Find the Value of: cos(24°) + cos(55°) + cos(125°) + cos(204°)

To solve this, we must shrink the large, ugly angles (> 90°) down into small, acute angles using the supplementary angle rules (180 - θ) and (180 + θ).

Rule 1: In the 2nd Quadrant, Cosine is completely negative.

• cos(180° - θ) = -cos(θ)

Rule 2: In the 3rd Quadrant, Cosine is also completely negative.

• cos(180° + θ) = -cos(θ)

Let us break down the two massive angles (125° and 204°) and rewrite them using the number 180:

Step 1: Simplify cos(125°)

• We can rewrite 125 as (180 - 55).
• So, cos(125°) = cos(180° - 55°)
• Using Rule 1, cos(180° - 55°) magically becomes -cos(55°).

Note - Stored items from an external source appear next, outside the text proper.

PR #318, opened 2022-05-16
🐞 Increase tolerance + nightly path fix

ashwinvaidya17:
# Description

- Increase tolerance for nightly tests
- Fix path for benchmarking tests


djdameln (approved):
Instead of allowing a tolerance, we could also just lower the threshold. This would be a bit more readable (just an idea, don't need to change it now).

samet-akcay (approved):

PR #332, opened 2022-05-24
🐞 Fix inferencer in Gradio

### LINKED ISSUE #296: Gradio Error
running :
python tools/inference_gradio.py --config ./anomalib/models/patchcore/config.yaml --weight_path ./results/patchcore/mvtec/zipper/weights/model.ckp

error:
  File "tools/inference_gradio.py", line 105, in <module>
    gradio_inferencer = get_inferencer(session_args.config, session_args.weight_path, session_args.meta_data)
  File "tools/inference_gradio.py", line 74, in get_inferencer
    config = get_configurable_parameters(config_path)
  File "/home/rumanto/AI_Development/anomalib/anomalib/config/config.py", line 142, in get_configurable_parameters
    config = OmegaConf.load(config_path)
  File "/home/rumanto/miniconda3/envs/anomalib_env/lib/python3.8/site-packages/omegaconf/omegaconf.py", line 183, in load
    with io.open(os.path.abspath(file_), "r", encoding="utf-8") as f:
FileNotFoundError: [Errno 2] No such file or directory: '/home/rumanto/AI_Development/anomalib/anomalib/models/anomalib/models/patchcore/config.yaml/config.yaml'

any one same result?

ashwinvaidya17:
# Description

- Passes correct parameter to Inferencers.

- Fixes #296 

## Changes

## Checklist

### DIFF
--- a/tools/inference_gradio.py
+++ b/tools/inference_gradio.py
@@ -6,13 +6,12 @@ This script provide a gradio web interface
 from argparse import ArgumentParser, Namespace
 from importlib import import_module
 from pathlib import Path
-from typing import Tuple, Union
+from typing import Optional, Tuple, Union
 
 import gradio as gr
 import gradio.inputs
 import gradio.outputs
 import numpy as np
-from omegaconf import DictConfig, ListConfig
 from skimage.segmentation import mark_boundaries
 
 from anomalib.config import get_configurable_parameters
@@ -46,11 +45,18 @@ def infer(
 def get_args() -> Namespace:
     """Get command line arguments.
 
+    Example:
+
+        >>> python tools/inference_gradio.py --model ./anomalib/models/padim/config.yaml --weight_path ./results/padim/mvtec/bottle/weights/model.ckpt
+        >>> python tools/inference_gradio.py --model padim --weight_path ./results/padim/mvtec/bottle/weights/model.ckpt
+
     Returns:
         Namespace: List of arguments.
     """
     parser = ArgumentParser()
-    parser.add_argument("--config", type=Path, required=True, help="Path to a model config file")
+    parser.add_argument(
+        "--model", type=str, required=True, help="Can be either the model name or the path to a model config file"
+    )
     parser.add_argument("--weight_path", type=Path, required=True, help="Path to a model weights")
     parser.add_argument("--meta_data", type=Path, required=False, help="Path to JSON file containing the metadata.")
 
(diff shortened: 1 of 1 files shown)


tools/inference_gradio.py
```diff
@@ -46,11 +45,18 @@ def infer(
...
+    Example:
+
+        >>> python tools/inference_gradio.py --model ./anomalib/models/padim/config.yaml --weight_path ./results/padim/mvtec/bottle/weights/model.ckpt
+        >>> python tools/inference_gradio.py --model padim --weight_path ./results/padim/mvtec/bottle/weights/model.ckpt
+
     Returns:
         Namespace: List of arguments.
     """
     parser = ArgumentParser()
-    parser.add_argument("--config", type=Path, required=True, help="Path to a model config file")
```
samet-akcay, line 53: Maybe we could keep `config` to be consistent with other entrypoints?

tools/inference_gradio.py
```diff
@@ -66,29 +72,44 @@ def get_args() -> Namespace:
...
     # Get the inferencer. We use .ckpt extension for Torch models and (onnx, bin)
     # for the openvino models.
     extension = weight_path.suffix
     inferencer: Inferencer
     if extension in (".ckpt"):
         module = import_module("anomalib.deploy.inferencers.torch")
         TorchInferencer = getattr(module, "TorchInferencer")  # pylint: disable=invalid-name
-        inferencer = TorchInferencer(
-            config=config, model_source=weight_path, meta_data_path=meta_data
-        )
```
samet-akcay, line 84: Is this needed to correct the parameters. If `TorchInferencer` and `OpenVINOInferencer` are explicitly imported, we wouldn't have to disable the pylint, no?

samet-akcay (changes requested):

tools/inference_gradio.py
ashwinvaidya17: I wasn't sure what to call it. We can either pass the model config or the model name now. If I switch back to config should I drop calling inferencer with just model name?

samet-akcay: `--config` would be inline with the new PL CLI, so I would prefer that.

> If I switch back to config should I drop calling inferencer with just model name?

Not sure if I get this part

ashwinvaidya17: What I mean is that initially with `config` parameter we had to pass the `yaml` file to the inferencer. I changed it so that we can either pass `yaml` or only the model name. So, I wasn't sure sure what to call this parameter. If I change it back to `config` then passing just the model name might not match with the parameter name. In which case we can drop passing only the model name and keep `yaml` as the only option. It might be better in some sense as it will force people to ensure that their train config matches with the config they use for inference. Otherwise inferencer might pick up the default config with just the model name which might not match with the path for config that was used to train with.

samet-akcay: I agree. Passing only config would ensure the right config file is passed. Otherwise, it would be the default config, which may not be the same as the one that is used to train the model.

tools/inference_gradio.py
```diff
@@ -47,16 +47,15 @@ def get_args() -> Namespace:
...
     Returns:
         Namespace: List of arguments.
     """
     parser = ArgumentParser()
-    parser.add_argument(
-        "--model", type=str, required=True, help="Can be either the model name or the path to a model config file"
-    )
+    parser.add_argument("--config", type=Path, required=True, help="Path to a model config file")
     parser.add_argument("--weight_path", type=Path, required=True, help="Path to a model weights")
     parser.add_argument("--meta_data", type=Path, required=False, help="Path to JSON file containing the metadata.")
```
samet-akcay, line 60: there is a bit of inconsistency in naming. In fact, this is the case for other entrypoints. I think we should stick to one of the following

```
- config, weights, meta_data
- config_path, weight_path, meta_data_path
```

ashwinvaidya17: That's alright. The whole point of the review is to ensure code quality

djdameln (approved):
I'm fine with these changes, but I guess we'll need to refactor gradio inference once we switch to the PL inferencer in https://github.com/openvinotoolkit/anomalib/pull/298. This should probably be included in https://github.com/openvinotoolkit/anomalib/pull/298 before merging.

PR #340, opened 2022-05-31
Upgrade wandb version

ashwinvaidya17:
# Description

- Upgrade wandb version
- Fix tests to work with new version


samet-akcay (approved):
Thanks, lgtm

Step 2: Simplify cos(204°)

• We can rewrite 204 as (180 + 24).
• So, cos(204°) = cos(180° + 24°)
• Using Rule 2, cos(180° + 24°) magically becomes -cos(24°).

Step 3: Put it all together in the main equation Now, replace the large angles in the original problem with our new negative values: = cos(24°) + cos(55°) + [ -cos(55°) ] + [ -cos(24°) ]

Step 4: Cancel them out

• The positive cos(24°) perfectly cancels the negative -cos(24°).
• The positive cos(55°) perfectly cancels the negative -cos(55°).

Result = 0 + 0 = 0. The proof is complete!